Data
- Opening Delimiter -
PR #628, opened 2025-05-09
Respect RVA field alignment requirements

Windows10CE:
https://github.com/dotnet/runtime/blob/main/docs/design/specs/Ecma-335-Augments.md#rules-for-il-rewriters

### DIFF
--- a/docs/guides/dotnet/importing.md
+++ b/docs/guides/dotnet/importing.md
@@ -86,15 +86,15 @@ method instead.
 
 Types and members can also be imported by passing on an instance of
 various `System.Reflection` classes.
-             
-|Member type to import |Method to use        |Result type          |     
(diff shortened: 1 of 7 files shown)


Washi1337:
Small note, but we should probably extract this alignment logic so it can also be used in `UnmanagedPEFileBuilder`. Other than that, LGTM

https://github.com/Washi1337/AsmResolver/blob/07d02442bbde97a77f98d538814ff9382bec7a53/src/AsmResolver.PE/Builder/UnmanagedPEFileBuilder.cs#L650-L682

Windows10CE:
Adding this as reference for the same thing being done in Cecil, for anyone looking back at this PR: https://github.com/jbevain/cecil/pull/817

Washi1337:
Thanks!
- Closing Delimiter -
Work task
Every line in the entries above that mentions the word "dotnet" must be shown.

Solution for this task
https://github.com/dotnet/runtime/blob/main/docs/design/specs/Ecma-335-Augments.md#rules-for-il-rewriters
--- a/docs/guides/dotnet/importing.md
+++ b/docs/guides/dotnet/importing.md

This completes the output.